Pierwsze informacje o pożarach w Los Angeles pojawiły się we wtorek. Od tego momentu zagrożenie rozprzestrzeniło się na cały region kluczowego miasta w Kalifornii. Strażacy walczą z trzema ogromnymi skupiskami ognia - zlokalizowanymi przede wszystkim w Palisades, Eaton i Hurst. Ewakuacja objęła już 180 tys. osób.
Trener Los Angeles Lakers stracił dom
W sytuacji, gdy strażacy walczą z żywiołem, a mieszkańcy ratują się przed najgorszym, sport schodzi na dalszy plan. Jako pierwsi zrozumieli to działacze Los Angeles Kings. Ich środowe spotkanie NHL z Calgary Flames zostało przełożone. "Doceniamy wsparcie ligi w zapewnieniu bezpieczeństwa naszym fanom, personelowi i zawodnikom" - przekazał zespół w oświadczeniu.
Nie doszedł do skutku również czwartkowy mecz Los Angeles Lakers z Charlotte Hornets. "Cała rodzina NBA jest myślami ze społecznością Los Angeles i przesyła jej wsparcie w tym trudnym czasie.
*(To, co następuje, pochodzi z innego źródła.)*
Issue #4615, opened 2023-07-24
Add better error handling when run in hybrid mode with common Config being missing for services


jim-wang-intel:
# 🚀 Tech Debt

### Relevant Package [**REQUIRED**]

 This feature request is for all edgex-go services

### Description [**REQUIRED**]
 A clear and concise description of the problem or missing capability...
Services from edgex-go running in hybrid mode, we wanna a better error messages or handling when the common config is not specified or missing.  One of example is for retrieving DB credentials:
```console
$ ./core-data 
level=INFO ts=2023-07-24T15:46:02.853853279Z app=core-data source=config.go:643 msg="Loading configuration file from res/configuration.yaml"
level=INFO ts=2023-07-24T15:46:02.853979139Z app=core-data source=config.go:227 msg="Private configuration loaded from file with 0 overrides applied"
level=WARN ts=2023-07-24T15:46:02.85419624Z app=core-data source=database.go:92 msg="couldn't retrieve database credentials: InsecureSecrets missing from configuration"
level=WARN ts=2023-07-24T15:46:03.854303098Z app=core-data source=database.go:92 msg="couldn't retrieve database credentials: InsecureSecrets missing from configuration"

```

### Describe the solution you'd like
 If you have a solution in mind, please describe it.
Add the similar error handling messages from `go-mod-bootstrap` to have a better or meaningful error messages in this case.
[See the details in this PR](https://github.com/edgexfoundry/go-mod-bootstrap/pull/566).

### Describe alternatives you've considered
 Have you considered any alternative solutions or workarounds?

PR #4617, opened 2023-07-25
feat: use a better error handling logic and messages when run in hybrid mode with no common config

jim-wang-intel:
Closes: #4615

## PR Checklist

  <link to docs PR>

## Testing Instructions

- git clone this PR
- build all services: `make build` 
- make sure your EdgeX stack is running insecure mode from edgex-compose/compose-builder: `make run no-secty`
- and then you would need to stop the service to test from the stack, like for example `docker stop edgex-core-data`
- to see the better error message and handling, you can start with `core-data`: change directory to `cmd/core-data`
- run the core-data in hybrid mode without any common config: `./core-data`, and you should see some better error messages with suggestion like `missing common conifg? Use -cc or -cp flags from the command line.`
- add the missing elements or properties in configuration.yaml /res to observe it going through the next issue and better error messages.   You would need to repeat this process until the service is starting up and running.
- the services been tested are:
  1. all the EdgeX core services: `core-command, core-data, core-metadata`
  2. EdgeX support services: `support-scheduler, support-notifications`
  3. security services: `security-proxy-auth, security-spiffe-token-provider`
  
changed configuration yaml example for core-data:
```yaml
MaxEventSize: 25000 # Defines the maximum event size in kilobytes
Writable:
  InsecureSecrets:
    DB:
      path: "redisdb"
      Secrets:
        username: ""
        password: ""
      SecretName: "redisdb"
      SecretData:
        username: ""
        password: ""
  LogLevel: "INFO"
  PersistData: true
  Telemetry:
    Metrics: # All service's metric names must be present in this list.
      EventsPersisted: false
      ReadingsPersisted: false
Service:
  Port: 59880
  Host: "localhost"
  StartupMsg: "This is the Core Data Microservice"
  RequestTimeout: "5s"

MessageBus:
  Optional:
    ClientId: "core-data"
  Protocol: "redis"
  Host: "localhost"
  Port: 6379
  Type: "redis"

Database:
  Name: "coredata"
  Host: "localhost"
  Port: 6379
  Timeout: "10s"
  Type: "redisdb"

```

### DIFF
--- a/internal/core/command/main.go
+++ b/internal/core/command/main.go
@@ -91,6 +91,11 @@ func MessagingBootstrapHandler(ctx context.Context, wg *sync.WaitGroup, startupT
 	lc := bootstrapContainer.LoggingClientFrom(dic.Get)
 	configuration := container.ConfigurationFrom(dic.Get)
 
+	if len(configuration.Service.RequestTimeout) == 0 {
+		lc.Error("Service.RequestTimeout found empty in service's configuration, missing common config? Use -cp or -cc flags for common config")
+		return false
+	}
+
 	requestTimeout, err := time.ParseDuration(configuration.Service.RequestTimeout)
 	if err != nil {
 		lc.Errorf("Failed to parse Service.RequestTimeout configuration value: %v", err)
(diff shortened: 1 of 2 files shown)


lenny-intel (approved):
LGTM

Issue #4639, opened 2023-08-16
Fuzzing core-command: 500 errors when invalid input in body http://localhost:59882/api/v3/device/name/Random-Boolean-Device/Bool


vli11:
# 🐞 Bug Report

### Affected Services [**REQUIRED**]
core-command

### Is this a regression?

No

### Description and Minimal Reproduction [**REQUIRED**]

1. use compose-builder command `make run no-secty ds-virtual` to bring up EdgeX system
2. on edgex-go:
         - make docker-fuzz
         - make fuzz-test-command to run fuzzing test on core-command
You will see checker_500 error logs in folder "/edgex-go/fuzz_test/fuzz_results/core-command/FuzzLean/RestlerResults/experiment113/bug_buckets"

3. Or you can reproduce this problem using postman:
`PUT` `http://localhost:59882/api/v3/device/name/Random-Boolean-Device/Bool`
raw JSON "false" into the body

## 🔥 Exception or Error
http status code 500

Postman error:
{
    "apiVersion": "v3",
    "message": "failed to parse request body",
    "statusCode": 500
}

## 🌍  Your Environment
**Deployment Environment:**

**EdgeX Version [**REQUIRED**]:**
3.1.0 or v3

**Anything else relevant?**

PR #4640, opened 2023-08-16
fix(security): core-command fuzzing test http error 500

vli11:
fixed fuzzing core-command http error 500 when invalid input in body http://localhost:59882/api/v3/device/name/Random-Boolean-Device/Bool

Closes: #4639

## PR Checklist

- [x] I have added unit tests for the new feature or bug fix (if not, why?) just updated the unit test
  <link to docs PR>

## Testing Instructions
make docker-fuzz
make fuzz-test-command
1. after fuzz test is finished, open "/edgex-go/fuzz_test/fuzz_results/core-command/FuzzLean/RestlerResults/experiment113/bug_buckets", you should not see checker_500 error logs.
2. go back to edge-go, run `make test`, everything should pass

or you can verify it on postman:
PUT http://localhost:59882/api/v3/device/name/Random-Boolean-Device/Bool
raw JSON "false" into the body
output should not be 500 error, here is the expected output:
{
    "apiVersion": "v3",
    "message": "failed to parse request body",
    "statusCode": 400
}

### DIFF
--- a/internal/core/command/controller/http/command_test.go
+++ b/internal/core/command/controller/http/command_test.go
@@ -478,7 +478,7 @@ func TestIssueSetCommand(t *testing.T) {
 		{"Invalid - execute set command with invalid commandName", testDeviceName, nonExistName, testQueryStrings, testSettingsJsonStr, true, http.StatusBadRequest},
 		{"Invalid - empty device name", "", testCommandName, testQueryStrings, testSettingsJsonStr, true, http.StatusBadRequest},
 		{"Invalid - empty command name", testDeviceName, "", testQueryStrings, testSettingsJsonStr, true, http.StatusBadRequest},
-		{"Invalid - empty settings", testDeviceName, testCommandName, testQueryStrings, []byte{}, true, http.StatusInternalServerError},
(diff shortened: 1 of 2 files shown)


lenny-intel (approved):
LGTM

lenny-intel:
@cloudxxx8 , FYI, this fixes the status code return for invalid input which was triggering many fuzzing failures as it deems a Internal Server error (500) as a failure. In general we should never be returning Internal Server error (500) unless unavoidable, like expected element is missing, stability issues, etc.

jim-wang-intel (approved):

bnevis-i:
> @cloudxxx8 , FYI, this fixes the status code return for invalid input which was triggering many fuzzing failures as it deems a Internal Server error (500) as a failure. In general we should never be returning Internal Server error (500) unless unavoidable, like expected element is missing, stability issues, etc.

To be more specific, HTTP 500 means the web server was incapable of fulfilling the request.  Like out of memory, out of disk, 2+2=5, etc.  Everything else that is detectable should be in the 4xx error range.  For example, AWS returns HTTP 400 (Bad Request) with specific error codes in their JSON responses.

cloudxxx8 (approved):
LGTM

cloudxxx8:
You are right.  The original error code was wrong.

PR #4644, opened 2023-08-22
fix: Repair CORS support in Snap NGINX

bnevis-i:
## PR Checklist

- [X] I have opened a PR for the related docs change (if not, why?)
  <[link to docs PR](https://github.com/edgexfoundry/edgex-docs/pull/1204)>

## Testing Instructions
```
snapcraft
sudo snap install edgexfoundry*.snap --dangerous
sudo snap set edgexfoundry apps.security-bootstrapper-nginx.config.edgex-service-corsconfiguration-corsallowedorigin="*"
sudo snap set edgexfoundry apps.security-bootstrapper-nginx.config.edgex-service-corsconfiguration-enablecors=true
sudo systemctl restart snap.edgexfoundry.security-bootstrapper-nginx
sudo systemctl restart snap.edgexfoundry.nginx.service
curl -ki -X OPTIONS https://localhost:8443/core-data/api/v2/ping
HTTP/1.1 204 No Content
Server: nginx
Date: Wed, 23 Aug 2023 03:08:18 GMT
Connection: keep-alive
Access-Control-Allow-Origin: *
Access-Control-Allow-Methods: GET, POST, PUT, PATCH, DELETE
Access-Control-Allow-Headers: Authorization, Accept, Accept-Language, Content-Language, Content-Type, X-Correlation-ID
Access-Control-Max-Age: 3600
Vary: origin
Content-Type: text/plain; charset=utf-8
Content-Length: 0
```


snap/local/runtime-helpers/bin/setup-nginx.sh
```diff
@@ -14,3 +14,241 @@ if test ! -f "${keyfile}" ; then
...
+  echo "        return 204;" >> "${corssnippet}"
+  echo "      }" >> "${corssnippet}"
+  echo "      if (\$request_method != 'OPTIONS') {" >> "${corssnippet}"
+  # Always add headers regardless of response code.  Omit preflight-related headers (allow-methods, allow-headers, allow-credentials, max-age)
+  echo "        add_header 'Access-Control-Allow-Origin' '${EDGEX_SERVICE_CORSCONFIGURATION_CORSALLOWEDORIGIN}' always;" >> "${corssnippet}"
+  echo "        add_header 'Access-Control-Expose-Headers' '${EDGEX_SERVICE_CORSCONFIGURATION_CORSEXPOSEHEADERS}' always;" >> "${corssnippet}"
+  echo "        add_header 'Vary' 'origin' always;" >> "${corssnippet}"
+  echo "      }" >> "${corssnippet}"
+  echo "" >> "${corssnippet}"
+fi
```
farshidtz, line 59: Trying to understand why we extract from common config and set in the Nginx. Don't the services already set these headers? If yes, Nginx should just pass those headers to the caller.

farshidtz: Thanks for explaining.

3. Can't we pass through all preflight CORS requests to services?
4. Why not skip this step and forward the backend headers to the caller along with the body as in step 8?

bnevis-i: > 3. Can't we pass through all preflight CORS requests to services?
> 4. Why not skip this step and forward the backend headers to the caller along with the body as in step 8?

A combination of things:

a. To pass the CORS request to the service we would have to disable authentication at the proxy layer, which removes the catch-all case.  This would leave exposed any endpoints at the microservice level that didn't implement authentication.  For example, /api/v3/ping, any custom routes the user implemented without authentication, and the rules engine REST API if that is exposed.

b. The browser will withhold sending authentication information until it has performed the preflight request and confirmed that any authorization headers are allowed to be sent.

The combination of the above means we have to handle CORS as the proxy layer.

farshidtz: Not sure that I fully understand the problem. What I meant was to pass through OPTIONS requests to the services which already do respond correctly to them. This won't expose anything sensitive. 

IMO, the proxy could check the authentication header for requests others than OPTIONS and not deal with CORS at all if the backend services already do it correctly.

farshidtz (approved):
Thanks for the fix. It appears to work as expected.

PR #48, opened 2022-01-12
Add dataset menu

stplasim:


databrowser/src/layouts/menu/DatasetMenu.vue
```diff
@@ -0,0 +1,102 @@
+<template>
```
alexlanz, line 1: I would not call this component `DatasetMenu`, because it can also be a menu with something else. The underlying view logic should be decoupled from the content that is shown. The datasets should just be the content.

databrowser/src/layouts/AppHeader.vue
```diff
@@ -1,12 +1,15 @@
...
+    <div class="flex items-center space-x-16">
+      <router-link to="/">
+        <img
+          :alt="$t('header.logo')"
+          class="logo"
+          src="/logo-open-data-hub-black.png"
+        />
+      </router-link>
+      <MenuPopover />
+    </div>
```
alexlanz, line 12: On mobile the menu button and the logo are switches around.

Bildschirmfoto 2022-01-12 um 13 18 17

databrowser/src/layouts/menu/MenuPopover.vue
```diff
@@ -0,0 +1,23 @@
...
+  <Popover class="relative">
+    <PopoverButton class="flex space-x-4">
+      <IconMenu />
+      <span>Menu</span>
+    </PopoverButton>
+    <PopoverPanel
+      class="inline-flex absolute z-10 py-8 px-2 bg-white divide-x shadow"
+    >
+      <DatasetMenu />
+    </PopoverPanel>
```
alexlanz, line 11: On mobile the panel is full screen and only one section is always shown.

Bildschirmfoto 2022-01-12 um 13 19 41

alexlanz: On desktop the panel is also full screen and the different sections are shown side by side.

Bildschirmfoto 2022-01-12 um 13 21 08

databrowser/src/layouts/menu/DatasetMenuSubList.vue
```diff
@@ -0,0 +1,79 @@
...
+          <span class="pr-24">{{ item.label }}</span>
+          <ArrowRight />
+        </button>
+        <router-link
+          v-if="item.url"
+          :to="item.url"
+          class="flex-1 py-2 pr-24 pl-2 w-full text-left"
+          >{{ item.label }}
+        </router-link>
+      </li>
```
alexlanz, line 39: The background color must go all the way from side to side.

Bildschirmfoto 2022-01-12 um 13 21 53

databrowser/src/layouts/menu/ContentMenu.vue
```diff
@@ -0,0 +1,146 @@
+<template>
```
alexlanz, line 1: What you think about this name for the component: `OverlayMenu`?

alexlanz: And then the list component could be called `OveralyMenuList`.

databrowser/src/layouts/menu/ContentMenu.vue
```diff
@@ -0,0 +1,146 @@
...
+        bg-white
+      "
+    >
+      <button class="block py-4 px-4" @click="closeDialog">
+        <IconClose />
+      </button>
+      <div class="inline-flex flex-row h-full divide-x-2">
+        <ContentMenuSubList
+          :items="content"
+          :title="$t('header.menu.allDatasets')"
```
alexlanz, line 35: I would not make this value hard coded. This could also come from the configuration object passed to this object. This means that the passed data is a `MenuItem` rather than an array of `MenuItem`.

databrowser/src/layouts/menu/OveralyMenuList.vue
```diff
@@ -0,0 +1,108 @@
...
+import ArrowRight from '../../components/svg/ArrowRight.vue';
+import { ref, watch } from 'vue';
+import ArrowLeft from '../../components/svg/ArrowLeft.vue';
+
+export type MenuLink = {
+  label: string;
+  url: string;
+};
+
+export type MenuCategory = {
```
alexlanz, line 62: What do you think about calling this `MenuColumn`? And the field `categories` could be called `items`, because there can also be links not just categories. What do you think?

databrowser/src/layouts/menu/OverlayMenu.vue
```diff
@@ -0,0 +1,131 @@
...
+        px-4
+        h-screen
+        bg-white
+        border-t
+      "
+    >
+      <OveralyMenuList
+        :item="lastElement"
+        :show-arrow="navigation.length !== 1"
+        @select-category="(menu) => navigation.push(menu)"
```
alexlanz, line 69: Just a question here because I'm curious. Is it here not also possible to use the `addSubMenu` function?

stplasim:
> Wow, what a nice solution! Nice job, I really like your approach 🔥
> 
> There are just some minor UI things that don't work nicely on Firefox:
> 
> Bildschirmfoto 2022-01-14 um 08 59 02

Have you installed Tailwind 3 @alexlanz

databrowser/src/layouts/menu/OverlayMenu.vue
stplasim: Since addSubMenu also has an index and if this is not available in the mobile view.

I have now simply changed the method a bit so that the index is optional

alexlanz:
Uh, that could be the problem, sorry. Now it works. But another thing that now does not work for me is the border.

Bildschirmfoto 2022-01-17 um 08 07 16

databrowser/src/layouts/menu/OverlayMenu.vue
alexlanz: Sounds good. It was just a quick question 😉

alexlanz (commented):
Clicking on the background of the overlay does not close the menu.

stplasim:
Should be fixed now @alexlanz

Jesteśmy wdzięczni tysiącom strażaków i ratowników, którzy wykazują się ogromną odwagą. Modlimy się za osoby dotknięte tą niewyobrażalną tragedią" - napisała NBA w komunikacie.
ZOBACZ WIDEO: Dzień z Mistrzem. Joanna Jóźwik nawiązała do początków przygody ze sportem
Z komunikatu władz Los Angeles wynika, że pożary pochłonęły już życie co najmniej pięciu osób. Zniszczonych zostało setki domów, a problemy z opanowaniem żywiołu powodują, że rośnie liczba ewakuowanych mieszkańców.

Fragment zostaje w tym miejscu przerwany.